FILOMAT

Let R be a ring with identity and M be a left R-module. The set of all second submodules of M is called the second spectrum of M and denoted by Spec^{s}(M). For each prime ideal p of R we define Spec_{p}^{s}(M):={S∈Spec^{s}(M):ann_{R}(S)=p}. A second submodule Q of M is called an upper second submodule if there exists a prime ideal p of R such that Spec_{p}^{s}(M)≠∅ and Q=∑_{S∈Spec_{p}^{s}(M)}S. The set of all upper second submodules of M is called upper second spectrum of M and denoted by u.Spec^{s}(M). In this paper, we discuss the relationships between various algebraic properties of M and the topological conditions on u.Spec^{s}(M) with the dual Zarsiki topology. Also, we topologize u.Spec^{s}(M) with the patch topology and the finer patch topology.

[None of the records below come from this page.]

PR #43, opened 2024-08-12
Introduce literal package

scgkiran:


literal/decimal_util.go
```diff
@@ -0,0 +1,73 @@
+package literal
+
+import (
+	"fmt"
+	"math/big"
+	"strings"
+)
+
+func decimalStringToBytes(decimalStr string) ([16]byte, int32, int32, error) {
```
jacques-n, line 9: doc plz

literal/decimal_util.go
```diff
@@ -0,0 +1,73 @@
...
+	var result [16]byte
```
jacques-n, line 10: does it makes since to use a utility library such as https://github.com/cockroachdb/apd avoid hand coding this?

literal/decimal_util.go
```diff
@@ -0,0 +1,73 @@
...
+
+	// Split the string into integer and fractional parts
+	parts := strings.Split(decimalStr, ".")
```
jacques-n, line 13: should we trim spaces?

literal/decimal_util.go
jacques-n: also, I suggest this function starts with checking the pattern. e.g. the only valid pattern is
`[+-][\d]{0,38}.[\d]{0,38}` or something like that.

literal/decimal_util_test.go
```diff
@@ -0,0 +1,122 @@
...
+	"strings"
+	"testing"
+
+	"github.com/stretchr/testify/assert"
+)
+
+func Test_decimalStringToBytes(t *testing.T) {
+	tests := []struct {
+		input        string
+		want         string
```
jacques-n, line 15: would be clearer if that had been called something like hexwant. took a minute to grok.

literal/decimal_util_test.go
```diff
@@ -0,0 +1,122 @@
...
+		{"0", "00000000000000000000000000000000", 1, 0, false},
+		{"12345678901234567890123456789012345678901234", "", 44, 0, true},
+		{"abc", "", 0, 0, true},
+		{"12.34.56", "", 0, 0, true},
+		{"199999999999999999999999999999999999999", "", 0, 0, true},
+	}
+
+	for _, tt := range tests {
+		t.Run(tt.input, func(t *testing.T) {
+			got, precision, scale, err := decimalStringToBytes(tt.input)
```
jacques-n, line 55: please extract the actual test of one case into a separate function. makes it much easier to separate business logic from the framework of running tests.

literal/decimal_util_test.go
```diff
@@ -0,0 +1,122 @@
...
+			if (err != nil) != tt.wantErr {
```
jacques-n, line 56: why not use assert utilities more here and below? e.g. asserEqual, assertError, etc.

literal/utils.go
```diff
@@ -0,0 +1,131 @@
...
+
+func NewTimeFromMicros(micros int64) (expr.Literal, error) {
+	if micros < 0 || micros >= (24*time.Hour).Microseconds() {
+		return nil, fmt.Errorf("invalid time value %d", micros)
+	}
+	return expr.NewLiteral[types.Time](types.Time(micros), false)
+}
+
+func NewTimestamp(tm time.Time) (expr.Literal, error) {
+	return expr.NewLiteral[types.Timestamp](types.Timestamp(tm.UnixMicro()), false)
```
jacques-n, line 61: this or above should probably confirm that days are only included in one and not the other. also, need better logic around things like timezone. What is expectation here if someone passes in a timezone?

if time.Time can represent many things, it seems like we need to make sure that when used to construct literals, it represents only right things and translation is reliable.

literal/utils.go
```diff
@@ -0,0 +1,131 @@
...
+}
+
+func NewTimeFromMicros(micros int64) (expr.Literal, error) {
+	if micros < 0 || micros >= (24*time.Hour).Microseconds() {
+		return nil, fmt.Errorf("invalid time value %d", micros)
+	}
+	return expr.NewLiteral[types.Time](types.Time(micros), false)
+}
+
+func NewTimestamp(tm time.Time) (expr.Literal, error) {
```
jacques-n, line 60: For these ones with conversions, we should clarify how conversion works in doc

literal/utils.go
```diff
@@ -0,0 +1,131 @@
...
+	return expr.NewLiteral[types.Timestamp](types.Timestamp(tm.UnixMicro()), false)
+}
+
+func NewTimestampFromMicros(micros int64) (expr.Literal, error) {
+	return expr.NewLiteral[types.Timestamp](types.Timestamp(micros), false)
+}
+
+func NewTimestampTZ(tm time.Time) (expr.Literal, error) {
```
jacques-n, line 68: don't forget the variable precision timestamps (just added to substrait-go)

literal/decimal_util.go
zeroshade: We already include "math/big", we can use big.ParseFloat, or we can use the Go Arrow library decimal128 package which has a FromString method, etc. Personally I'd prefer those

literal/utils.go
zeroshade: I agree with @jacques-n here, that we need to clarify what happens if the passed in time has a location that isn't UTC. Do we ignore it and just use the UTC value? Do we handle it? etc.

literal/decimal_util.go
zeroshade: Another example that can be used is https://github.com/zeroshade/iceberg-go/blob/main/literals.go#L996

literal/decimal_util_test.go
```diff
@@ -0,0 +1,122 @@
...
+				t.Errorf("decimalStringToBytes() error = %v, wantErr %v", err, tt.wantErr)
+				return
+			}
+			if tt.wantErr {
+				return
+			}
+			assert.Len(t, got, 16)
+			if !strings.EqualFold(tt.want, toHex(got[:])) {
+				t.Errorf("decimalStringToBytes() got = %v, want %v", toHex(got[:]), tt.want)
+			}
```
zeroshade, line 66: rather than converting the value to hex and doing strings.EqualFold, it might make more sense to convert the `want` from hex back to bytes, and then do `assert.Equal(....)` instead

literal/decimal_util_test.go
```diff
@@ -0,0 +1,122 @@
...
+	// Convert the byte array to a big.Int
+	intValue := new(big.Int).SetBytes(decimalBytes[:])
+
+	// Convert the big.Int to a string
+	decimalStr := intValue.String()
+
+	// Insert the decimal point at the appropriate position
+	if scale > 0 {
+		decimalStr = decimalStr[:len(decimalStr)-int(scale)] + "." + decimalStr[len(decimalStr)-int(scale):]
+	}
```
zeroshade, line 104: given the precision and scale, you could use `big.Float` to perform the string conversion for you rather than having to implement it yourself.

literal/utils.go
scgkiran: added doc

literal/utils.go
scgkiran: I added docs.

Time literal only represents time of the day (in microseconds)
Both Timestamp and TimestampTz use only microseconds in proto. No timezone field in proto for TimestampTz. Both APIs that I added uses microsecs since epoch of UTC. 
Timestamp (is timezone unaware)
TimestampTz (timezone aware) 

My understanding: A column with Timestamp type cannot be used with a timezone. It is a timestamp in unspecified time zone. 
A column with TimestampTz has a timestamp in micros seconds since epoch in UTC timezone. It can be localised to any timezone, as translations and comparison can be done correctly.

literal/utils.go
scgkiran: I will add them in next PR

literal/utils.go
jacques-n: Can we error on arguments that don't make sense? For example, if I pass in a time.Time that includes days to to the time literal creator.

Also, if time.Time is carrying a timezone, how is that interpereted in the timezoneless time? Converted to UTC first?

scgkiran: time.Time internally stores only seconds, nanoSeconds (since 1 Jan 1885) and location. time.UnixMicro() gives micro seconds since 1 Jan 1971 UTC. This is what we need in Timestamp & TimestampTz.

Logically time.Time always stores (secs & nanosecs) in UTC. So no timezone conversion needed when getting UnixMicro().

location in Time used only to get Year(), Month(), Day(), hour(), min() 

Given the above details. I feel NewTime(time.Time) need not throw error and just take timeOfTheDay in micro seconds to create the literal. I think I captured this in the doc. May be the doc can be improved?
 or may be get rid of this API if this is going to be confusing for users? Just provide only NewTimeFromMicros(micros int64).

jacques-n: The confusion I have is if I pass in a time for something like 12/30/2024 2:30pm into `NewTime`, what do I get? Would I get 2:30pm and it would silently ignore the date? Would it store the date? From my pov, I would expect to error and say something like "time not within allowed range". Looking at the spec, it is listed at the following valid timerange: 0..86,399,999,999 microseconds. Outside that should error.

scgkiran: We do range check in NewTimeFromMicros.

NewTime(time.Time) current code takes 2.30 pm and ignores the date part. My point is if we throw error in this case, this api is not so useful. For some one to use this api, they have to create a time like "1 Jan 1971 2:30PM" and pass it. Should we get rid of this API?

May be a better api is NewTime(hours, minutes, seconds, microsecs int32).

jacques-n: yeah, that sounds like better api.

we should range check it. someone can't say 25 hours, for example.

literal/decimal_util.go
```diff
@@ -0,0 +1,68 @@
+package literal
+
+import (
+	"fmt"
+	"regexp"
+	"strings"
+
+	"github.com/cockroachdb/apd"
```
zeroshade, line 8: If we're going to use this, we should use the most recent version (https://pkg.go.dev/github.com/cockroachdb/apd/v3) please change the import accordingly (add the `/v3`)

literal/decimal_util.go
```diff
@@ -0,0 +1,68 @@
...
+// This function also returns the precision and scale of the decimal value.
+// The precision is the total number of digits in the decimal value. The precision is limited to 38 digits.
+// The scale is the number of digits to the right of the decimal point. The scale is limited to the precision.
+func decimalStringToBytes(decimalStr string) ([16]byte, int32, int32, error) {
+	var result [16]byte
+
+	strings.Trim(decimalStr, " ")
+	if !decimalPattern.MatchString(decimalStr) {
+		return result, 0, 0, fmt.Errorf("invalid decimal string")
+	}
```
zeroshade, line 24: does the `apd.NewFromString` perform this validation for us such that we don't need to explicitly do it ourselves?

literal/decimal_util_test.go
```diff
@@ -0,0 +1,103 @@
...
+			testDecimalStringToBytes(t, tt.input, tt.hexWant, tt.expPrecision, tt.expScale)
+		})
+	}
+
+	badInputs := []string{
+		"12345678901234567890123456789012345678901234",
+		"abc",
+		"12.34.56",
+		"199999999999999999999999999999999999999",
+		"1.23e20",
```
zeroshade, line 59: This should be a valid input IMHO, why would this be invalid?

zeroshade (changes requested):

literal/decimal_util_test.go
scgkiran: Not sure about this. ChatGpt says it is not a valid literal for decimal type.
I tried this on duckdb: select `1023e23` it recognised this as `double`. When I tried to insert this in a `decimal(38, 9)` column, it actually stored `123000000000000003008.758808576`
Postgres support this notation.
apd.NewFromString also supports this notation.

literal/decimal_util.go
scgkiran: not exactly it supports scientific notation, inf, nan

literal/decimal_util_test.go
jacques-n: I think it is okay for our utility library to provide more options for input than what a random database may provide. They are utility functions afterall. We should just document what is allowed.

literal/decimal_util.go
scgkiran: done

literal/decimal_util_test.go
scgkiran: added

jacques-n:
I got confused and merged this patch as part of #47 .  Didn't realize that was a branch built on this change.

In future, @scgkiran can you avoid building PRs that incorporate other PRs? Thanks

scgkiran:
> I got confused and merged this patch as part of #47 . Didn't realize that was a branch built on this change.
> 
> In future, @scgkiran can you avoid building PRs that incorporate other PRs? Thanks

Ok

We show that for every left R-module M, u.Spec^{s}(M) with the finer patch topology is a Hausdorff, totally disconnected space and if M is Artinian then u.Spec^{s}(M) is a compact space with the patch and finer patch topology. Finally, by applying Hochster's characterization of a spectral space, we show that if M is an Artinian left R-module, then u.Spec^{s}(M) with the dual Zariski topology is a spectral space.